Follow him on Twitter: @jseglin 

Do you have ethical questions that you need answered? Send them to rightthing@comcast.net. 

(c) 2014 JEFFREY L. SEGLIN. Distributed by TRIBUNECONTENT AGENCY, LLC.


3 comments:

Anonymous said...

The woman is trying to remain moral with her contract to God to abstain from bread but is failing to be moral in her contract to the buffet owner in eating what you take. She is eating the most expensive part of his offering and eliminating the most filling part.

William Jacobson said...

Jeffrey,

Eating just the toppings at a pizza buffet is unethical because it undermines the implied agreement that this customer has with the restaurant. A restaurant takes a calculated gamble when it offers all-you-can-eat buffets that the sale will remain profitable. It bases this gamble on the known costs of food and the physical limits someone can eat in one sitting and it prices its offerring accordingly. By eating only the toppings and forgoing the more filling bread, this customer radically increases the restaurant's risk of an unprofitable sale since they will naturally consume more pizza at a greater cost to the restaurant.
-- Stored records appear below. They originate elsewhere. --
PR #111, opened 2025-05-28
feat: assign fee to transaction

PatrickDinh:


crates/algokit_transact/src/tests.rs
```diff
@@ -129,3 +130,70 @@ fn test_estimate_transaction_size() {
...
+            min_fee: 1000,
+            extra_fee: None,
+            max_fee: None,
+        })
+        .unwrap();
+    assert_eq!(updated_transaction.header().fee, Some(1000));
+}
+
+#[test]
+fn test_extra_fee() {
```
neilcampbell, line 150: Might be worth updating one of these tests to ensure `assign_fee` isn't mutating the input txn.

crates/algokit_transact/src/transactions/mod.rs
```diff
@@ -46,6 +46,56 @@ pub enum Transaction {
...
+    pub fn header_mut(&mut self) -> &mut TransactionHeader {
+        match self {
+            Transaction::Payment(p) => &mut p.header,
+            Transaction::AssetTransfer(a) => &mut a.header,
+        }
+    }
+
+    pub fn assign_fee(&self, request: FeeParams) -> Result<Transaction, AlgoKitTransactError> {
+        let mut tx = self.clone();
+        let estimate_size = tx.estimate_size()?;
```
neilcampbell, line 73:
```suggestion
        let estimated_size = tx.estimate_size()?;
```

crates/algokit_transact/src/transactions/mod.rs
```diff
@@ -46,6 +46,56 @@ pub enum Transaction {
...
+        let mut estimate_fee = request.fee_per_byte * estimate_size as u64;
```
neilcampbell, line 74:
```suggestion
        let mut calculated_fee = request.fee_per_byte * estimate_size as u64;
```

crates/algokit_transact/src/transactions/mod.rs
neilcampbell: If the `fee_per_byte` is 0 we don't need to estimate the size of perform the calc.

crates/algokit_transact/src/transactions/mod.rs
```diff
@@ -46,6 +46,56 @@ pub enum Transaction {
...
+        }
+
+        if let Some(extra_fee) = request.extra_fee {
+            estimate_fee += extra_fee;
+        }
+
+        if let Some(max_fee) = request.max_fee {
+            if estimate_fee > max_fee {
+                return Err(AlgoKitTransactError::InputError(format!(
+                    "Transaction fee {} µALGO is greater than maxFee {} µALGO",
```
neilcampbell, line 86:
```suggestion
                    "Calculated transaction fee {} µALGO is greater than max fee {} µALGO",
```

crates/algokit_transact_ffi/src/lib.rs
```diff
@@ -162,7 +172,7 @@ pub struct Transaction {
     /// The sender of the transaction
     sender: Address,
 
-    fee: u64,
+    fee: Option<u64>,
```
neilcampbell, line 175: Question for the team: Are we ok with making fee Optional. In the case, it's not set it's omitted from transaction when sent.

It's probably worth building a txn with a None fee set, signing, encoding and sending using goal to ensure that it's a valid request.

crates/algokit_transact_ffi/src/lib.rs
```diff
@@ -522,6 +532,33 @@ pub fn get_algorand_constant(constant: AlgorandConstant) -> u64 {
...
+        })
+    }
+}
+
+#[ffi_func]
+pub fn assign_fee(
+    txn: &Transaction,
+    fee_params: FeeParams,
+) -> Result<Transaction, AlgoKitTransactError> {
+    let txn_internal: algokit_transact::Transaction = txn.clone().try_into()?;
```
neilcampbell, line 553: Do we need the clone? `txn_internal.assign_fee` performs a clone.

crates/algokit_transact_ffi/src/lib.rs
```diff
@@ -522,6 +532,33 @@ pub fn get_algorand_constant(constant: AlgorandConstant) -> u64 {
...
+    let fee_calculation_request_internal: algokit_transact::FeeParams =
```
neilcampbell, line 554:
```suggestion
    let fee_params_internal: algokit_transact::FeeParams =
```

crates/algokit_transact_ffi/src/lib.rs
```diff
@@ -522,6 +532,33 @@ pub fn get_algorand_constant(constant: AlgorandConstant) -> u64 {
...
+        fee_params.clone().try_into()?;
```
neilcampbell, line 555: Do we need clone for `fee_params`?

crates/algokit_transact/src/utils.rs
```diff
@@ -37,6 +37,10 @@ pub fn is_zero(n: &u64) -> bool {
     *n == 0u64
 }
 
+pub fn is_zero_opt(n: &Option<u64>) -> bool {
+    n.map_or(true, |v| v == 0)
```
neilcampbell, line 41:
```suggestion
    n.map_or(true, is_zero)
```

crates/algokit_transact/src/tests.rs
PatrickDinh: I'm wondering if we need to do this, or should we consider / make it a convention that functions shouldn't mutate the input data. I'm asking because if we add a test here, it makes sense to add similar tests everywhere we pass an object in as an param.

crates/algokit_transact/src/utils.rs
PatrickDinh: calling `is_zero` directly doesn't work because the value at this point already has type `u64`, not `Option<u64>` anymore. I updated it to `|n: u64| n == 0u64` to just to make sure the `0` is `u64`

crates/algokit_transact/src/tests.rs
joe-p: Isn't that conveyed by the signature though? We take in a `&self` and return `Transaction`, so the function can't mutate `self` and must return an owned value

crates/algokit_transact_ffi/src/lib.rs
joe-p: As discussed in today's meeting, optional fee field makes sense and is equivalent to 0 fee

crates/algokit_transact/src/transactions/mod.rs
neilcampbell: This is an interesting.
The main intention behind the suggestion was to produce a language agnostic error message.
Given we're sharing between both python and ts utils, we'll likely have be changing the message somewhere given that python will have a slightly different message to match the python semantics, so it's probably `max_fee`.

crates/algokit_transact/src/utils.rs
neilcampbell: Signature for is_zero is `is_zero(n: &u64) -> bool`, so it's operating a `u64` not an `Option<u6>`.

crates/algokit_transact/src/tests.rs
PatrickDinh: good point @joe-p

crates/algokit_transact/src/transactions/mod.rs
PatrickDinh: I see, I didn't notice the different between "maxFee" and "max fee". I agree that this should be updated to a language agnostic error message.

crates/algokit_transact_ffi/src/lib.rs
PatrickDinh: I updated this function to receive a transaction value instead of a reference => I also could remove this `clone`.

crates/algokit_transact/src/utils.rs
PatrickDinh: I found it. It wasn't the `Option` but the ref. I updated this function to
```
    n.as_ref().map_or(true, is_zero)
```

The restaurant would be within its rights to refuse to serve such a customer but it is the restaurant's and not the coworker's bone to pick over this behavior. Your reader's calling out his coworker, on a nationally published column no less, appears a bit self-righteous. Perhaps your reader would do well to follow the admonition of not worrying about the speck in his brother's eye while there remains a plank in his own...

William Jacobson
Anaheim, CA

PS. A similar issue arises with all-you-can-eat sushi:
http://articles.latimes.com/2011/feb/17/business/la-fi-lazarus-20110218

Anonymous said...

This is a perfect example of people in groups who think they (can) (must) apply their own moral justifications to everyday situations. Much to-do about absolutely nothing.